Теоретическая и регулятивная функции познавательного принципа являются разными. Например, по Голдману, как теоретический принцип идея, что убеждение является обоснованным, если его каузальная родословная состоит в том, что оно сформировано благодаря надежному когнитивному процессу, является вполне допустимой. Разумеется, этот принцип не может быть использован самим познающим для регулирования своего доксастического отношения (относящегося к убеждению – doxa). В некоторое время t субъект не находится в той позиции, чтобы оценить, сформировано ли его убеждение надежным процессом или имеет ли надежную «родословную». Нет никакой гарантии, что он сможет применить этот принцип к конкретному случаю. Также методологический принцип не является всегда инструкцией или правилом для выбора убеждения, каковыми являются, например, четыре правила Декарта или байесианский пробабилизм. Байесианизм требует от познающего субъективно выбрать такую альтернативу, которая соответствует исчислению вероятностей. И у Декарта, и у Байеса эпистемический принцип выполняет регулятивную функцию. Напротив, экстерналистский принцип обоснования теоретически оценивает уже сформированное убеждение. Голдман настаивает, что интерналистский тезис, согласно которому только внутренние факторы могут служить основанием для убеждения, основан на смешении этих двух функций.
Что касается Декарта, то вообще возникает вопрос, можно ли его причислить к интернализму. Обычно Декарт считается отцом-основателем фундаментализма в философии, поскольку он утверждал, что все знание основывается на интуиции и дедукции. То, что можно знать, либо можно непосредственно интуитивно созерцать в ясных и очевидных понятиях, либо дедуктивно выводить из них другие понятия. Однако Декарт не был полным интерналистом, как показывает Э. Соуза. Он указывает на одно место из «Размышлений», где философ пишет следующее: «Я должен исследовать, как только к этому представится случай, существует ли Бог, и если он существует, может ли он быть обманщиком: в самом деле, если мы этого не сделаем, невозможно, как мне представляется, быть уверенным ни в чем остальном»177.

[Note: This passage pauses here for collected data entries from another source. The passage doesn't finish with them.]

PR #2235, opened 2022-06-07
Need for Speed: Minor improvements (#1755)

### LINKED ISSUE #1755: Need for Speed: Apply minor improvements
A few things I've encountered when solving the Need for Speed exercise:

- I can't solve the tasks in order due to `undefined: Track` errors. I have to do part of Task 1, then part of Task 2, then I can resume with Task 1. Since there's no extra knowledge required for defining the track struct, this could be moved into Task 1. Also related to https://github.com/exercism/go-test-runner/issues/48
- What is the point of `NewTrack`? Why can't I just call `Track{}` directly?
- Task 4: My naïve ansatz would be to loop and `Drive` until the battery runs out and break out of the loop with `true` if the track has been finished. I don't know loops yet, though. I suspect this might lead to some people searching for loops and using those instead. Perhaps this can be prevented through the instructions.
- Task 4: Instructions call the parameter `raceTrack`, the code calls it `track`.

eklatzer:
Fixes #1755

Hey, I have done the following:

- adjusted the `instructions.md` to clarify the struct-initialization and the usage of constructors
- renamed variables for consistency

### DIFF
--- a/concepts/structs/about.md
+++ b/concepts/structs/about.md
@@ -13,6 +13,8 @@ type Shape struct{
 }
 ```
 
+Field names in structs follow the Go convention - fields whose name starts with a lower case letter are only visible to code in the same package, whereas those whose name starts with an upper case letter are visible in other packages.
+
 Once you have defined the `struct`, you need to create a new instance defining the fields using their field name
 in any order:
 
@@ -36,47 +38,16 @@ fmt.Printf("name: %s size: %d\n", s.name, s.size)
 Fields that don't have an initial value assigned, will have their zero value. For example:
 
 ```go
-person:= Person{}
-fmt.Printf("name: %s age: %d\n", person.name, person.age)
-// Output: name: age: 0
-```
-
-Another way of creating a new instance of a struct is by using the `new` built-in: 
-```go
-s2 := new(Shape)
-fmt.Printf("name: %s size: %d\n", s2.name, s2.size)
-// Output: name:  size: 0
-```
-
-Sometimes it can be nice to have a _constructor_, which is a function to create an instance of a struct.
-The following constructor can be used to create a new instance of `Shape` and automatically set a default-value for the size of the shape:
-
-```go
-func NewShape(name string) Shape {
-	return Shape{
-		name: name,
-		size: 100, //default-value for size is 100
-	}
-}
-```
-
-Using a constructor can have the following advantages:
-* validation of the given values
-* handling of default-values
-
-Another advantage will be shown with an example. When importing the `package shapes` containing the
-struct `Shape` the unexported fields `name` and `size` cannot be accessed. Field names in structs follow the Go convention - fields whose name starts
-with a lower case letter are only visible to code in the same package, whereas those whose name starts with an upper case letter are visible in other packages.
-Using a constructor the initial value can nevertheless be set:
-```go
-rect := shapes.NewShape("Rectangle")
+s := Shape{name: "Circle"}
+fmt.Printf("name: %s size: %d\n", s.name, s.size)
+// Output: name: Circle size: 0
 ```
 
 You can create an instance of a `struct` without using the field names, as long as you define the fields _in order_:
 
 ```go
-person := Person{
-	"Mary",
+s := Shape{
+	"Oval",
 	20,
 }
 ```
@@ -91,7 +62,7 @@ type Shape struct {
 	size        int
 }
 
-person := Shape{
+s := Shape{
     "Circle",
     20,
 }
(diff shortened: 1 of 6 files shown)


eklatzer:
Hey, I adjusted the format of the outputs because I have seen #2202

eklatzer:
The other changes should fix the TODO's from #1755

andrerfcsantos (changes requested):
I'm just going to suggest a change in the order we talk about these concepts. I think we should talk about string literals first and then the `New()` or `New***()` functions to create structs. I would leave the explanation of the `new` builtin for last as it is not as relevant for the exercise .

Also note that the `introduction.md` for the exercise is often a copy of the `introduction.md` and `about.md` of the concept they teach, in this case [structs](https://github.com/exercism/go/tree/main/concepts/structs), so the changes must also be reflected there. You can leave this for last, just mentioning so it's not forgotten.

eklatzer:
I hope I have covered everything you wanted me to change

eklatzer:
@andrerfcsantos I am a bit confused, have you already checked my changes, is something missing or what is the current state?

andrerfcsantos:
I did take a look at this and I have some changes in mind, but I want to think about them a little bit better before actually suggesting them. This is why this is taking longer to review, didn't have the chance yet to fully gather and formalize my thoughts - but it is not forgotten! :)

concepts/structs/about.md
```diff
@@ -39,6 +41,37 @@ fmt.Printf("name: %s age: %d\n", person.name, person.age)
...
 
+Another way of creating a new instance of a struct is by using the `new` built-in: 
+```go
+s2 := new(Shape)
+fmt.Printf("name: %s size: %d\n", s2.name, s2.size)
+// Output: name:  size: 0
+```
+
+Sometimes it can be nice to have a _constructor_, which is a function to create an instance of a struct.
+The following constructor can be used to create a new instance of `Shape` and automatically set a default-value for the size of the shape:
```
andrerfcsantos, line 52:
```suggestion
Sometimes it can be nice to have functions that help us create struct instances. By convention, these functions usually are called `New` or have their names starting with `New`, but since they are just regular functions, you can give them any name you want.  They might remind you of constructors in other languages, but in Go they are just regular functions.

In the following example, one of these `New` functions is used to create a new instance of `Shape` and automatically set a default value for the `size` of the shape:
```

Avoided the word "constructor" here because they are not really constructors in the sense they are "attached" to a particular type. I think it's important to empathize that these are just regular functions.

concepts/structs/about.md
```diff
@@ -39,6 +41,37 @@ fmt.Printf("name: %s age: %d\n", person.name, person.age)
...
+	return Shape{
+		name: name,
+		size: 100, //default-value for size is 100
+	}
+}
+```
+
+Using a constructor can have the following advantages:
+* validation of the given values
+* handling of default-values
```
andrerfcsantos, line 65:
```suggestion
Using `New` functions can have the following advantages:

* validation of the given values
* initialization of the struct fields with default values other than the zero value for the type
* since `New` functions are often declared in the same package of the structs they initialize, they can initialize even private fields of the struct
```

concepts/structs/about.md
```diff
@@ -39,6 +41,37 @@ fmt.Printf("name: %s age: %d\n", person.name, person.age)
...
+
+Another advantage will be shown with an example. When importing the `package shapes` containing the
+struct `Shape` the unexported fields `name` and `size` cannot be accessed. Field names in structs follow the Go convention - fields whose name starts
+with a lower case letter are only visible to code in the same package, whereas those whose name starts with an upper case letter are visible in other packages.
+Using a constructor the initial value can nevertheless be set:
+```go
+rect := shapes.NewShape("Rectangle")
+```
```
andrerfcsantos, line 73: I don't think we need to go into this much detail and the example doesn't really show the initialization of private fields.

Just mentioning briefly is enough. I tried to summarize this bit in the previous suggestion.

concepts/structs/about.md
```diff
@@ -39,6 +41,37 @@ fmt.Printf("name: %s age: %d\n", person.name, person.age)
...
+
 You can create an instance of a `struct` without using the field names, as long as you define the fields _in order_:
```
andrerfcsantos, line 75: This bit makes more sense to be together with the part where we talk about how to initialize structs using struct literals. After showing how to initialize the struct with the fields, we can say that including the name of the fields is optional.

concepts/structs/about.md
```diff
@@ -52,23 +85,21 @@ However, this syntax is considered _brittle code_ (breaks when a field is added)
...
+    "Circle",
     20,
 }
 // The compiler will fail with a similar error:
 // Output: cannot use 20 (type untyped int) as type string in field value
-// Output: too few values in Person{...}
+// Output: too few values in Shape{...}
 ```
 
-Field names in structs follow the Go convention - fields whose name starts with a lower case letter are only visible to code in the same package, whereas those whose name starts with an upper case letter are visible in other packages.
```
andrerfcsantos, line 70: I think this was removed by accident?

andrerfcsantos (changes requested):
Left my review in `about.md` just to make things simpler, but please also apply the changes in the other files.

concepts/structs/about.md
```diff
@@ -1,34 +1,36 @@
 # About
+
 In Go, a `struct` is a sequence of named elements called _fields_, each field has a name and type. The name of a field must be unique within the struct.
 Structs can be compared with _classes_ in the Object-Oriented Programming paradigm.
 
 You create a new struct by using the `type` keyword and the **_built-in type_** `struct`, and explicitly define the name and type of the fields.
-For example, to define a `Person` struct:
+For example, to define a `Shape` struct:
```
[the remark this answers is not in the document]
eklatzer: I changed the struct to `Shape`, because later in the constructor, I use a default-value:
```
func NewShape(name string) Shape {
	return Shape{
		name: name,
		size: 100, //default-value for size is 100
	}
}
```

It was hard to find a default value for `Person` that is not somehow political or racist or something like this.

concepts/structs/about.md
```diff
@@ -1,34 +1,36 @@
...
-fmt.Printf("name: %s age: %d\n", person.name, person.age)
-// Output: name: John age: 23
+// Update the name and the size
+s.name = "Circle"
+s.size = 35
+fmt.Printf("name: %s size: %d\n", s.name, s.size)
+// Output: name: Circle size: 35
 ```
 
 Fields that don't have an initial value assigned, will have their zero value. For example:
```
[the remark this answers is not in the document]
eklatzer: OK like this?

Fields that don't have an initial value assigned, will have their zero value. For example:

```go
s := Shape{name: "Circle"}
fmt.Printf("name: %s size: %d\n", s.name, s.size)
// Output: name: Circle size: 0
```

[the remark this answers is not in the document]
andrerfcsantos: Yes :)

eklatzer:
@andrerfcsantos Thanks for the feedback, I hope I have addressed all of your messages.

andrerfcsantos (approved):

Что здесь имеется в виду? Для Декарта любой наш довод, любой аргумент, каким бы ясным он нам ни казался, зависит от двух фактов: 1) существует Бог; 2) этот Бог не является обманщиком. Но существование доброго Бога – это внешний факт для познания! Как же мы приходим к этим фактам? Доказать их с помощью демонстрации нельзя. Иначе возникает то же самое возражение: откуда мы знаем, что доказательство не обманывает нас? Понятно, почему Декарт вынужденно объявляет идею Бога врожденной. Иначе ему не избежать круга в объяснении. Откуда мы знаем, что любое доказательство существования Бога не кажется нам убедительным только потому, что его сделал таковым Злой Демон? Нельзя доказать существование Бога, потому что существование Бога – это основа любого доказательства, включая эмпирические и математические истины. Таким образом, как отмечает Соуза, Декарт вводит внешнее условие для познания, которое не может быть удовлетворительным образом обосновано только изнутри.
Интерналистский подход заключается в требовании, чтобы познающий придерживался определенного доксастического принципа выбора убеждения (doxastic decision principle). Например, убеждение является обоснованным, если оно основано на опыте, или если оно согласовано с другими убеждениями. Здесь есть целый ряд вопросов. 1. Что должно быть «на входе»? Опираясь на что именно должен делать выбор познающий? Какие состояния познающего релевантны для выбора убеждения? 2. Существует ли одна единственная правильная процедура или инструкция для корректного выбора убеждений? 3. Если да, то что делает эту инструкцию правильной?